Monday, October 16, 2006

NINA SIMONE: IT BE'S THAT WAY (SOUL NAPS)
posted by O.W.



Nina Simone: It Be's That Way Sometimes
From Silk & Soul (RCA, 1967)


You could run through the superlatives all day and you still wouldn't begin to capture the thrilling complexity of Nina Simone. One thing can be said categorically, however: Nina Simone was one of those rare talents who chose eclecticism over any single easy genre - possibly the most difficult path for an artist - and, moreover, it was a choice that she triumphed with, both commercially and artistically.
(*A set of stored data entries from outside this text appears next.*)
PR #12681, opened 2016-08-16
do nothing when trying to reset with the same content which is already present

zaggino:
I've encountered a case of https://github.com/adobe/brackets/issues/11826 and this fixes it (don't necessarily fix all possible cases but it is at least something)

cc @nethip @petetnt

### DIFF
--- a/src/editor/Editor.js
+++ b/src/editor/Editor.js
@@ -1047,6 +1047,12 @@ define(function (require, exports, module) {
      * @param {!string} text
      */
     Editor.prototype._resetText = function (text) {
+        var currentText = this._codeMirror.getValue();
+        if (text === currentText) {
+            // there's nothing to reset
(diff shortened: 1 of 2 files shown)


ficristo:
@zaggino it would be awesome if you can add a test case.

petetnt:
Most likely fixes things like zaggino/brackets-git#1274 to some extent. Looks good to me.

zaggino:
@ficristo test added, i've tested that it fails before and passes after the fix too

nethip:
Nice fix @zaggino . LGTM. 

Note: I am going ahead with the merge. Travis is failing because of the API limit issues.

nethip:
Thanks @zaggino

ficristo:
> test added

@zaggino great job, thank you.

PR #12718, opened 2016-08-25
ESLint: enable strict rule

ficristo:
I removed the node env globally and then added only to node files.
After I enabled the strict rules which is (almost) compatible with JSLint.

Since I've removed the IIFE in node file you see a lot of changes.
You can look at https://github.com/adobe/brackets/pull/12718/files?w=1 to see code changes only.


zaggino:
LGTM

PR #12719, opened 2016-08-26
ESLint: enable no-bitwise rule

ficristo:


zaggino:
Agreed, this is not something that you want normally to do. Should be turned off per line/file.

PR #12721, opened 2016-08-27
Adds autofill detail tokens to the autocomplete attribute

Dandandans:
Inspired by [Jason Grigsby](https://cloudfour.com/thinks/autofill-what-web-devs-should-know-but-dont/) and [Christian Heilmann](https://www.smashingmagazine.com/2016/08/contributing-open-source/), this update adds [autofill detail tokens](https://html.spec.whatwg.org/multipage/forms.html#autofill) to the `autocomplete` attribute.


Denisov21:
Good idea!

mcdado:
Lovely! I was about to make the same PR since Atom uses this list.

But there is one problem, I think: looking at [https://developer.mozilla.org/en-US/docs/Web/HTML/Element/input#attr-autocomplete](<input> - HTML | MDN) I see that you did not include "on" and "off".

Dandandans:
@mcdado, yes, it's a nice +1 for both Atom and Brackets. 

I intended to include the `on` and `off` values, but I misread the [WHATWG standard](https://html.spec.whatwg.org/multipage/forms.html#autofill)  for the autofill anchor mantle. 

When the `autocomplete` attribute is wearing the autofill anchor mantle, `on` and `off` shouldn't be combined with autofill detail tokens — e.g. `autocomplete="yes street-address"`. 

The values `on` and `off` are still part of the spec, even though `off`'s usefulness is [debatable](https://developer.mozilla.org/en-US/docs/Web/Security/Securing_your_site/Turning_off_form_autocompletion), and should be included as values.

Thanks for helping me rethink this!

zaggino:
:+1:

PR #12725, opened 2016-08-27
Addresses typo in `selection fold` preference key

thehogfather:
Addresses issue #12724 where selected text was no longer foldable even when enabled in preferences - hence causing tests to fail.


thehogfather:
@petetnt I believe this PR would be unnecessary if we decide to revert 57278636e2bfacdea8473c3745f9cac7e1550a73

thehogfather:
Closing as no longer needed.

PR #1199, opened 2019-08-05
Feature: dotenv configuration

crucialfelix:
Configuration variables are loaded from `defaults.env`. You may add a local `.env` file to override these.

In React source code you can use these as: `process.env.BUGSNAG_API_KEY` which will then be replaced by their values at build time by a webpack plugin. For react-native (which does not use webpack) these are replaced by "babel-plugin-transform-inline-environment-variables"

`defaults.env` is in source control and should always work for any developer without further config.

`.env` can be created for any secure settings or for building releases.

This keeps API keys and other secure settings out of source control.

Only activates bugsnag (bug reporting) if `BUGSNAG_API_KEY` is set

Tested for web and react-native

This replaces: https://github.com/Plant-for-the-Planet-org/treecounter-app/pull/1081


crucialfelix:
Other things I discovered and tested:

webpack may be added for react-native using https://github.com/callstack/haul which seems to have good support. It's more of a change then we would want to do right now.

pro: would also enable image and asset optimization, typescript
con: more webpack config madness

`react-native-config` doesn't work with normal `react`
`env-cmd` I used for a bit but the `./with-env` script is easier and allows supports of defaults.

`with-env` could be modified to allow an environment name.  eg. `./with-env production react-native bundle ...`

crucialfelix:
ISSUE:
https://github.com/Plant-for-the-Planet-org/treecounter-app/wiki/Release-documentation

The build process requires using Android Studio / XCode. 

GRRR.  I didn't realize that until now.  Maybe there is some way to customize the build command to pre-pend either `./with-env` or `source "production.env"`

I have seen many people using build services who do 12 factor env var settings and generate the env file automatically as part of their CI/CD.

norbertschuler:
Yes, we don’t have automatic builds of the native apps and can’t build different environments through build tools for Android or iOS. If we find a solution capable of doing it all, I’d like to switch. But we’d need to find a way to introduce this without disturbing developers from building the features still on the roadmap.

crucialfelix:
The cure is now officially worse than the disease. React native + React web are a PITA sometimes. 

I will close this and replace with a simple PR that just enables `bugsnag` to be conditionally activated. We can go stay with config file.

crucialfelix:
Closing in favor of the simpler https://github.com/Plant-for-the-Planet-org/treecounter-app/pull/1228

Issue #880, opened 2019-06-05
Translation: localized number formatting


norbertschuler:
All numeric values should be displayed localized, e.g.

English: 0.2 Trees
German: 0,2 Bäume

English: 12,200,302 Trees
German: 12.200.302 Bäume

The same for amount of currency. There are libs for that purpose.

mahmed0715:
PR created.

mahmed0715:
updated pr as a feature branch. @norbertschuler

norbertschuler:
Localization of the web client was successfully finished. Now only more some localization for the native apps is missing, e.g. in these components I want to add here from Slack as a small reminder:

<img width="403" alt="Bildschirmfoto 2019-08-20 um 15 34 42" src="https://user-images.githubusercontent.com/1532418/63424147-1a386300-c40e-11e9-8967-df8901532c10.png">

mahmed0715:
I am working on Native part of this task.

norbertschuler:
@mahmed0715 can you please use my work in progress for this page (I tried to make the styles much simpler as they have been now):

https://github.com/Plant-for-the-Planet-org/treecounter-app/tree/feature/880_number_format

![Simulator Screen Shot - iPhone X - 2019-08-21 at 15 57 31](https://user-images.githubusercontent.com/1532418/63438762-2aac0600-c42d-11e9-8f88-a4fc4f94bf00.png)
![Simulator Screen Shot - iPhone X - 2019-08-21 at 15 58 34](https://user-images.githubusercontent.com/1532418/63438763-2aac0600-c42d-11e9-8578-d46a433dbc2e.png)

PR #1207, opened 2019-08-09
Fix number format and currency localization

mahmed0715:
#880 Updated, we formatted numbers based on the locale, and currency based on the locale + currency.
Checked donation page for currency.
@sagararyal  @norbertschuler Please check and advice

### DIFF
--- a/app/components/Common/NumberFormat.js
+++ b/app/components/Common/NumberFormat.js
@@ -1,0 +1,22 @@
+import React from 'react';
+import PropTypes from 'prop-types';
+import { currentUserProfileSelector } from '../../selectors';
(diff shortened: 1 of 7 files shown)


norbertschuler:
Please use GitFlow and name this branch "feature/localization-number-880".

mahmed0715:
Used gitflow and as the ticket's label as 'bug' I made the branch as bugfix/.
Should I go and change as feature branch?  @norbertschuler

norbertschuler:
Prove me wrong, but GitFlow doesn’t have the type bugfix as a branch type. That’s why I thought also fixes are named feature branches.

PR #1208, opened 2019-08-09
Fix number format and currency localization 

mahmed0715:
#880 Updated, we formatted numbers based on the locale, and currency based on the locale + currency.
Checked donation page for currency.
@sagararyal @norbertschuler Please check and advice 
New PR is created with feature branch.


mahmed0715:
Please ignore older PR with bugfix branch. Its newer with feature branch.

norbertschuler:
The longer German wording "Milliarde" unfortunately breaks the TreeCounter on the home page. As this is quite prominent, I think we must optimize this before we can release this patch:

Bildschirmfoto 2019-08-12 um 12 04 31
Bildschirmfoto 2019-08-12 um 12 05 50

norbertschuler:
On the page choosing the number of trees to donate (after you choose a project) I do not know why I cannot see a comma for the German translation (instead of a dot as in English). Maybe that's because the layout is cut or this value isn't formatted. The underlining and the small font of the "150" trees option is very strange anyway, but that's another issue:

Bildschirmfoto 2019-08-12 um 12 12 48
Bildschirmfoto 2019-08-12 um 12 13 11

norbertschuler:
If you continue the process, there comes another page where the currency and amount if not yet adapted:

Bildschirmfoto 2019-08-12 um 12 20 26

norbertschuler:
The native apps page to choose the amount of trees to donate seems to be separated from the web page and has not yet any localization done:

Simulator Screen Shot - iPhone X - 2019-08-12 at 12 24 44

app/locales/de/commonlabels.json
```diff
@@ -19,5 +19,11 @@
   "continue_on_site": "Weiter auf der Website",
   "error": "Fehler",
   "success": "Erfolg",
-  "congrats": "Glückwunsch"
+  "congrats": "Glückwunsch",
+  "Thousand": "Tausend",
+  "Million": "Million",
+  "Billion": "Milliarde",
+  "Trillion": "Billion",
+  "Quadrillion": "Quadrillion",
```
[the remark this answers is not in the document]
mahmed0715: which one should be Billiarde? I got all those from internet

mahmed0715:
Any suggestion on the long words issue with "Milliarde"? We can minimize the text size if that is "Milliarde"? or how @norbertschuler

norbertschuler:
> We can minimize the text size if that is "Milliarde"? or how @norbertschuler

Changing text size would be my favorite solution. I think the German wording is already quite long, but the longest translation I found in Spanish as "Mil millones". If you want to can adapt the text size to this, so future translation don't get the problem again.

norbertschuler:
As I recognized this PR left out the native app and concentrated on the web client. I would like to always make changes on both. If you agree please also adapt the native code (mostly same name as the web client with `.native.js` as file names. So the tree counter in the native apps still are not changed yet - @sagararyal what do you think of this topic?

Simulator Screen Shot - iPhone X - 2019-08-13 at 08 56 44
Simulator Screen Shot - iPhone X - 2019-08-13 at 08 56 11

app/locales/de/commonlabels.json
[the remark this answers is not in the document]
crucialfelix: Billiarde = 100 crores

app/utils/utils.js
```diff
@@ -7,3 +13,19 @@ export function delimitNumbers(str) {
...
+export function formatNumber(data, locale, currency) {
+  locale = locale || getLocale();
+  try {
+    let style = { maximumFractionDigits: 2 };
+    if (currency) {
+      style.style = 'currency';
+      style.currency = currency;
+    }
+    // console.log('got numberformat', data, locale, currency, style)
+    return new Intl.NumberFormat(locale, style).format(data);
```
crucialfelix: This works in ES6 and will work in browsers: https://caniuse.com/#search=Intl

I don't think React native will work on Android. It has an old shitty js
https://github.com/facebook/react-native/issues/15382

As that guy reports: if you run-android in the debugger then it will work, because the code is actually running in Chrome. But once you ship, it doesn't work on the device.

There is a polyfill here: https://github.com/andyearnshaw/Intl.js/

Maybe create `app/utils/numberFormat.js` and just `export Intl.NumberFormat`.
Then create `app/utils/numberFormat.android.js` which imports the polyfill and exports it.
Then import just that into utils.js

There is also: https://www.npmjs.com/package/react-native-intl
Provides a Native Intl implementation, but also includes translation. So it's too fat.

app/locales/de/commonlabels.json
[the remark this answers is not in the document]
mahmed0715: Okay we are doing this, Please advice
 "Thousand": "Tausend",
  "Million": "Million",
  "Billion": "Milliarde",
  "Trillion": "Billion",
  "Quadrillion": "Billiarde",
  "Quintillion": "Trillion"

app/utils/utils.js
mahmed0715: Thanks @crucialfelix Yes will do that, 
I think in this PR we do for web client only, then I will take the native part.
 okay? @sagararyal @norbertschuler

crucialfelix: It should be really simple, so it's much easier if you can just do it in this PR. We don't want to merge any PR that breaks react native.  

I can help you on chat if you are unsure what I meant above.

mahmed0715: Thanks, Yeah I will do that, if needed surely will get back to you, Thanks...

norbertschuler: If you can do the changes for the native apps also in this branch that would of course be awesome.

mahmed0715:
> On the page choosing the number of trees to donate (after you choose a project) the value for the "150" trees option is still formatted with a dot, not with a comma. The underlining and the small font of the "150" trees option is very strange anyway, but that's another issue:
> 
> Bildschirmfoto 2019-08-12 um 12 12 48
> 
> Bildschirmfoto 2019-08-12 um 12 13 11

@norbertschuler the small 150 text because its an input element, its text size is different(thats differnt issue), my explanation on that right side input with period(.) not comma(,) for German is that because we could not calculate a number with comma, I am making this to use comma but before calculation/next use of that value we must convert back it to period and store in database.. please advice if we really want to do that.  Please check https://stackoverflow.com/questions/35315157/html5-input-box-with-type-number-does-not-accept-comma-in-chrome-browser 
 
Big Question: Actually why do we need an input in right side as this is just to show the total cost calculated from the left input number of trees? we can make it like a simple text field to show just the amount in user's language.

norbertschuler:
> Big Question: Actually why do we need an input in right side as this is just to show the total cost calculated from the left input number of trees? we can make it like a simple text to show just the amount in user's language.

From my tests, the user can also enter the amount he wants to donate and then the number of trees is calculated from that number.

As currently most of the traffic (and probably the donations) is coming from users from Germany, a good localization is of course an issue. Before the whole project was only in English, but now as we have German translations the user also expects  an input behavior matching the language. This could be especially important when entering amount of money to pay as otherwise support issues could occur. If we can not enter the amount with German formatting I would indeed disable the possibility of entering it at all and only allow editing the tree number and change the amount field to a pure display field as you suggested.

app/utils/utils.js
mahmed0715: Yeah I am on it,  I am a beginner in React native but I will do that in this PR..
Thanks @all for your co-operation

mahmed0715:
@norbertschuler I think now its good with input font size and localization with it.
You please check your reported issues, thus web client should be good..
 I will try to implement this in react native..
Thanks

norbertschuler:
> You please check your reported issues, thus web client should be good..

You fixed all my issues for the web client. Also I would prefer not having a disabled input field in the third row of the donation details page for showing the amount (a user might wonder, why he can try to edit it but can not change it) but rather just a normal text displayed. But for now this quick fix also will do it. And perhaps @sagararyal says entering a free donation amount is essential for the users, so we have to rethink this again.

Looking forward to your change of the native apps code (I am even more beginner of React programming as you are.)

app/utils/utils.js
crucialfelix: If you want me to add the one commit to make it work for rn, let me know. If you want to learn a bit about rn, then this is a good time to do it. But you probably should install everything, and that will take a lot of time.

- Create `app/utils/Intl.js` with just `export default Intl`; (something like that)
- Create `app/utils/Intl.android.js` which imports the polyfill and exports that as default.
- Then you import that wherever you need to use `Intl`

sagararyal:
@norbertschuler @mahmed0715 It is important that users are able to choose a free number of trees they want to donate. (don't need to worry about the amount).

mahmed0715:
Yeah thats already persists and as @norbertschuler requested to format the input field content localized, its already done. so we kept the both side input field. @sagararyal

app/utils/utils.js
norbertschuler: I would like to approve this PR, but I am not sure if this issue is resolved now?

crucialfelix: Not yet. @mahmed0715 If you want, I can just add the one commit with the native-react support.

mahmed0715: sure, Thanks, That would be very helpful. Please do.

mahmed0715:
> @norbertschuler @mahmed0715 It is important that users are able to choose a free number of trees they want to donate. (don't need to worry about the amount/currency).

We allowed users to do both input tree/amount.

app/utils/utils.js
crucialfelix: Done, just need to test a bit. Will push the commit tomorrow.

norbertschuler:
> Yeah thats already persists and as @norbertschuler requested to format the input field content localized, its already done. so we kept the both side input field. @sagararyal

I tested it  again and both input field are editable. The field for the donation amount (not the amount of trees) does just not allow to input float numbers but just integer numbers. So the user does not have to care about entering a dot or a comma. But on the other hand if the price is like 0.57€ and you enter 150 trees, a donation amount of 85,5€ is display in the input field for the donation amount. If you try to edit this, you can only delete and overwrite it with integer number again. You are not able to modify the floating number. But I think that's o.k. for now.

app/utils/utils.js
norbertschuler: Great, I'd like to test once you pushed it.

crucialfelix:
I've added the polyfill for react-native. It is actually only need for android, but I have it activated for both ios and android so that it gets tested by more people.

But now I realize that this function isn't used anywhere on native yet.

eg.
https://github.com/Plant-for-the-Planet-org/treecounter-app/blob/4e46e608f13277e71f6036675101e1280b06a3e6/app/components/PlantProjects/PlantProjectSnippet.native.js#L192-L199

it's just displaying the raw number.

Maybe we should merge this now and then do another feature for the native app changes.

mahmed0715:
@crucialfelix thanks, Yeah,  as the polyfill added, I will be able to use the INTL implementation in rn app next feature. I will take care of this next time.

app/actions/getLocale.native.js
```diff
@@ -1,9 +1,25 @@
...
+/**
+ * Call this when the app starts up
+ * so that locale is cached. Most important
+ * on react-native where getting languages is slower.
+ */
+export async function initLocale() {
+  cache.locale = await guessLocale();
+}
+
+export function getLocale() {
```
crucialfelix: This was previously async. That was a problem because getLocale is caused many times on each render (and there are still a lot of duplicate renders to fix).

Now it's cached: initLocale() is called once when the app starts

app/components/PlantProjects/PlantProjectSnippet.native.js
```diff
@@ -191,10 +175,10 @@ class PlantProjectSnippet extends React.Component {
 
               <View style={styles.costContainer}>
                 <Text style={styles.costText}>
-                  {this.currency_symbols[currency]
-                    ? this.currency_symbols[currency]
-                    : currency}{' '}
-                  {specsProps.treeCost}
+                  <NumberFormat
```
crucialfelix: This correctly formats prices with currency symbols, falling back to the code (eg. KES) if unknown.

crucialfelix:
It now works on react-native everywhere I could see. Turned out to be quite easy.

A separate issue is if we want the currencies displayed in the user's donation currency. Probably yes. That's another issue.

A component like this would convert for display in user's preferred currency.
```<UserPrice data={tree.price} currency={tree.currency} /> ```

norbertschuler:
> It now works on react-native everywhere I could see.

No, there are still native pages missing without number formatting. Easiest way to spot them is to check where @mahmed0715 made changes in the web client and check if there are *.native.js file with the same name not adapted.

PR #1228, opened 2019-08-12
Conditionally activate bugsnag only if api key is in config

crucialfelix:
This gets the bugsnag api key from `config/index.js` and activates bugsnag reporting only if it's set.

Avoids all developers sending bugsnag errors by default from their local machines.

This is a simple alternative to the problematic attempt to use 12 factor env vars: https://github.com/Plant-for-the-Planet-org/treecounter-app/pull/1199 ( which seemed like a good idea at the time ).

### DIFF
--- a/app/components/ErrorBoundry/globalErrorBoundry.js
+++ b/app/components/ErrorBoundry/globalErrorBoundry.js
@@ -1,6 +1,7 @@
 import React from 'react';
 import PropTypes from 'prop-types';
 import { info } from '../../assets';
+import { context } from '../../config';
 import i18n from '../../locales/i18n.js';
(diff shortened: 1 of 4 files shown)


crucialfelix:
btw. I keep calling it bugsense because I used to use a different service called that.

crucialfelix:
Yes, this just fixes what it says: bugsnag defaults to off.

Such eclecticism depends on the right palette of material, of course. It also depends on a wide open emotional versatility. And, yes, Simone had that, too - whole warehouses full of it. She could croon an English folk ballad with tortured vulnerability, slap some joy back into even the moldiest jazz lyrics, or - in the case of "It Be's That Way Sometimes" - extract those choice bitter notes and polish them until they shined like metal. Written by her brother Sam Waymon, Simone seems to especially relish the ironic spirit of this composition; hard drums breaking like waves beneath her, she tears into the material with a ferocity that could've bent steel. She is practically screaming "IT BE'S THAT SOMETIMES" by the end of the song. Powerful stuff.

"It Be's That Way Sometimes" was the highlight of 1967's Silk & Soul, one of Simone's earliest albums for the RCA record label.